The writer of the article described the foundations of American science as lying in the influence of Locke, Bacon, Jefferson and the principles of egality and liberty.  He quoted Jefferson's declaration of independence: "all men are born equal."  I wonder if this notion might be at the heart of the issue, since there is a misconception based on this that all men are equal and all men must be equal.  Perhaps if we rephrased it "all men are born unequal" we would have the inclusive and paradoxically wise notion that the way we are all the same is that we are all different, thus we could respect different viewpoints more easily.  As Einstein also said "Science without religion is lame, Religion without Science is blind".

The American war of Independence was fought and won at the time that the planet Uranus was being discovered.  When a planet is discovered, it’s properties shift from operating unconsciously in the collective to operating consciously.  Uranus is the planet that rules Aquarius and its energy was that of revolution.  It is also the planet that rules science, principles and independence or freedom.  The French revolution which was happening contemporaneously was also based on very Aquarian principles of egalite, fraternite and liberte.  There have been many experiments based on these principles over the years; communism was very much an expression of this.  Yet each time, the effects have been deeply impersonal and oppressive of individuals as the French revolution was with the mob running rampant and as the Industrial revolution was with individuals organised in large masses to serve technical breakthroughs.  The same themes persist in modern culture with global organisations whose call centres and activities ignore the individual hearts of those interacting with them.  Yet unbridled intuitive/feeling, with religious wars over the truth (think of the crusades and the Spanish inquisition), has been no better.  It is interesting to note that, as with all extremes, the two sides begin to resemble each other very closely.  On Chrissy’s pattern which she correlates to the I-Ching, Aquarius is the top line of the hexagram the Creative: “Arrogant dragon will have cause to repent”.  There was something of this in the tone of the article: science was the only route to the truth.  It sounds somewhat religious in nature.  On Chrissy’s model she posits the position in the middle as being key – that the truth, as the I-Ching so often advises us, lies in holding to the middle way.  This is where the Tao lies.

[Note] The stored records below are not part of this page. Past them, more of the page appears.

PR #901, opened 2024-07-21
Solution

Wallian169:


main.py
```diff
@@ -1,10 +1,61 @@
...
+        return None
+    guild, created = Guild.objects.get_or_create(
+        name=guild_data["name"],
+        defaults={"description": guild_data.get("description", "")}
+    )
+    return guild
+
+
+def create_prayers(data: dict) -> None:
+    for name, details in data.items():
```
pavlopro, line 40: Good, but please simplify this and make all actions right in `create_prayers` function. There no need to have those additional functions.

main.py
```diff
@@ -1,10 +1,61 @@
...
+                "email": details["email"],
+                "bio": details["bio"],
+                "race": race,
+                "guild": guild
+            }
+        )
+
+
 def main() -> None:
-    pass
```
pavlopro, line 7: Do not made any changes in `main` function

db/migrations/0001_initial.py
```diff
@@ -0,0 +1,52 @@
+# Generated by Django 4.0.2 on 2024-07-21 11:49
```

pavlopro (changes requested):

PR #905, opened 2024-07-22
Develop

b4oody:


db/migrations/0003_alter_player_guild.py
Dimosphen1, line 1: It is a good practice to include one migration per app per PR in Django projects since it helps to avoid `migrations` folder overload in the future. Represent all changes done to models in one migration file per app per PR in the future, please

main.py
```diff
@@ -1,10 +1,41 @@
...
+
+    for player, values in players_json_file.items():
+        race, _ = Race.objects.get_or_create(
+            name=values["race"]["name"],
+            description=values["race"]["description"]
+        )
+
+        guild = None
+        guild_info = values.get("guild")
+        if guild_info:
```
Dimosphen1, line 20: You could write this condition in one line using walrus operator
```suggestion
        if guild_info := values.get("guild"):
```

db/models.py
```diff
@@ -1 +1,26 @@
...
+class Guild(models.Model):
+    name = models.CharField(max_length=255, unique=True)
+    description = models.TextField(null=True)
+
+
+class Player(models.Model):
+    nickname = models.CharField(max_length=255, unique=True)
+    email = models.EmailField(max_length=255)
+    bio = models.CharField(max_length=255)
+    race = models.ForeignKey(Race, on_delete=models.CASCADE)
```
Dimosphen1, line 24: Add `related_name` attribute to the ForegnKey or Many-to-Many fields in the future

Dimosphen1 (approved):
LGTM, several comments were left for consideration

PR #915, opened 2024-08-02
Update

Vsevoloddeez:


main.py
```diff
@@ -1,10 +1,40 @@
...
 import init_django_orm  # noqa: F401
 
 from db.models import Race, Skill, Player, Guild
 
 
 def main() -> None:
-    pass
+    with open("players.json", "r") as players:
+        players = json.load(players)
+    for key in players:
```
vasylhnatiuk, line 11: key is a bad name

vasylhnatiuk (changes requested):

main.py
Vsevoloddeez: aaan what do you want me to do ?

EdAlekseiev (approved):

PR #925, opened 2024-08-11
Solution

OleksiukStepan:


settings.py
oliasymak24, line 1: Don't need to commit this

main.py
```diff
@@ -1,11 +1,51 @@
...
-    main()
+    Player.objects.get_or_create(
+        nickname=player_nickname,
+        race=race,
+        guild=guild,
+        defaults={
+            "email": player_info.get("email"),
+            "bio": player_info.get("bio"),
+        }
+    )
```
oliasymak24, line 51: Must be in main fucntion too

oliasymak24 (changes requested):

db/models.py
```diff
@@ -1 +1,26 @@
...
+    description = models.TextField(null=True)
+
+
+class Player(models.Model):
+    nickname = models.CharField(max_length=255, unique=True)
+    email = models.EmailField(max_length=255)
+    bio = models.CharField(max_length=255)
+    race = models.ForeignKey(Race, on_delete=models.CASCADE)
+    guild = models.ForeignKey(Guild, on_delete=models.SET_NULL, null=True)
+    create_at = models.DateTimeField(auto_now=True)
```
MNDonut, line 26: are you sure that **auto_now** should be used here?
Also field name is incorrect

MNDonut (changes requested):

oliasymak24 (approved):

PR #2326, opened 2016-10-17
Removing NPSP Scheduler, implementing default Scheduler.

njjc:
# Critical Changes

# Changes
- The NPSP Scheduler object has been removed and the npsp__Schedulable__c object has been deprecated. NPSP's default scheduled jobs are now scheduled individually through Salesforce. Administrators can now change the time those scheduled jobs run under Salesforce Setup.

- NPSP has a new settings group: Bulk Data Processes > Process Scheduler. This setting allows disabling NPSP from auto scheduling default recurring jobs. If you had previously disabled any recurring jobs in the npsp__Schedulable__c custom object, this setting will be enabled and those jobs will not be created.

- The NPSP Setting to Disable Error Handling has been removed.  NPSP now defers error handling and transaction control to Salesforce, and logs any errors outside of transaction control.

# Issues Closed


njjc:
@davidhabib make sure to add the w=1 param to the URL to ignore whitespace changes.

davidhabib:
@njjc now that we are supporting running hourly jobs, do we have an issue that if a job takes more than an hour to run, we will keep kicking it off, and it will never finish?  We avoided this before because our granularity was once a day, and everything finished by the next day.

njjc:
You're right that we don't have anything in place to detect the status of the jobs that have already ran, or potentially are currently running. I've added a backlog item to investigate enhancements to the scheduler to do that.

davidhabib:
waiting to accept until we hear back from @ceiroa about why our code did not schedule the main schedule jobs in the install script, but only did it when going to NPSP settings.

ceiroa:
@njjc @davidhabib I have @mentioned you in two Chatter threads where we had discussed the schedulable issues a while back. Hope this helps.

PR #2338, opened 2016-10-31
Friendly Error Messages

njjc:
# Critical Changes

# Changes
- Validation rules and required fields now display more user friendly error messages.

# Issues Closed

### DIFF
--- a/src/classes/ERR_ExceptionHandler.cls
+++ b/src/classes/ERR_ExceptionHandler.cls
@@ -37,14 +37,14 @@
 public with sharing class ERR_ExceptionHandler {
     /** @description Map of exception status codes to friendly error message.
     */
-    private static final Map<String, String> exceptionMessages = new Map<String, String>{
+    private static final Map<String, String> EXCEPTION_MESSAGES = new Map<String, String>{
         'FIELD_CUSTOM_VALIDATION_EXCEPTION' => Label.exceptionValidationRule,
         'REQUIRED_FIELD_MISSING' => Label.exceptionRequiredField
     };
 
     /** @description Map of exception status codes to the string that defines the start and end of the useful part of the message
     */
-    private static final Map<String, List<String>> subStrings = new Map<String, List<String>>{
+    private static final Map<String, List<String>> SUBSTRINGS = new Map<String, List<String>>{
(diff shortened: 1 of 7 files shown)


src/classes/ERR_ExceptionHandler.cls
```diff
@@ -0,0 +1,16 @@
+public with sharing class ERR_ExceptionHandler {
+    private static final Map<String, String> exceptionMessages = new Map<String, String>{
+        'FIELD_CUSTOM_VALIDATION_EXCEPTION' => 'A validation rule is preventing the record from saving: ',
```
njjc: The values of this map would be custom labels in a final implementation.

src/classes/ERR_ExceptionHandler.cls
```diff
@@ -0,0 +1,16 @@
...
+        'REQUIRED_FIELD_MISSING' => 'A required field is missing: '
+    };
+
+    public static void beautifyException(Exception ex) {
+        String message = ex.getMessage();
+        for (String status : exceptionMessages.keySet()) {
+            if (message.contains(status)) {
+                message = exceptionMessages.get(status) + message.substringBetween(status, ':');
```
davidhabib: so does this end up still preserving the name of the field?  I think it does, but wanted to check.

src/classes/TDTM_TriggerHandler.cls
```diff
@@ -107,6 +124,8 @@ public class TDTM_TriggerHandler {
                 UTIL_Debug.debugWithInfo('****Finished executing: ' + classToCall.get('Class__c'));
             }
 
+            depthCounter++;
```
davidhabib: when does this get decremented?

njjc:
This isn't quite working yet, please hold off on comments until I can fix it.

ceiroa:
Please keep me posted on when this is ready for review. I'd like to get my head wrapped around this. Thanks!

njjc:
@jjbennett this is ready for review. I couldn't think of a way to get a handled exception through a trigger in a test, so I just wrote unit tests and not end to end tests. Maybe we can brainstorm a way to do that together.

My own experience in organisations was that the approach of leaving aside emotion and making decisions based on policies rationally decided was a disaster because it lacked any heart and so decisions which looked fine on paper ended up being put into practice in inhuman ways in the name of consistency and equality.  Similarly, a chaotic approach based on individual whim was equally ineffective.  The only way was to think and reason with the heart.  Ie. to reason including all four elements of feeling, sensing, intuition and thinking.  It was ironic that a later book review in the same New Scientist describing fifteen scientific breakthroughs suggested how effective the author had been in capturing the perseverance, the willingness to follow hunches and the overcoming of jealousies, personal ambition and rivalry of fellow scientists that had been necessary to achieve these breakthroughs.  So, no irrational emotions at play among scientists there then!

Perhaps we are ready collectively in this age of Aquarius to step away from getting caught by polarities and instead to work constructively with these creative tensions, these polarities.  Can we embrace all four modes of being; sensing, thinking, feeling and intuition without polarising into camps of "us" and "them"?  Certainly it will require us to have the humility to put our own house in order rather than demanding others put theirs in order.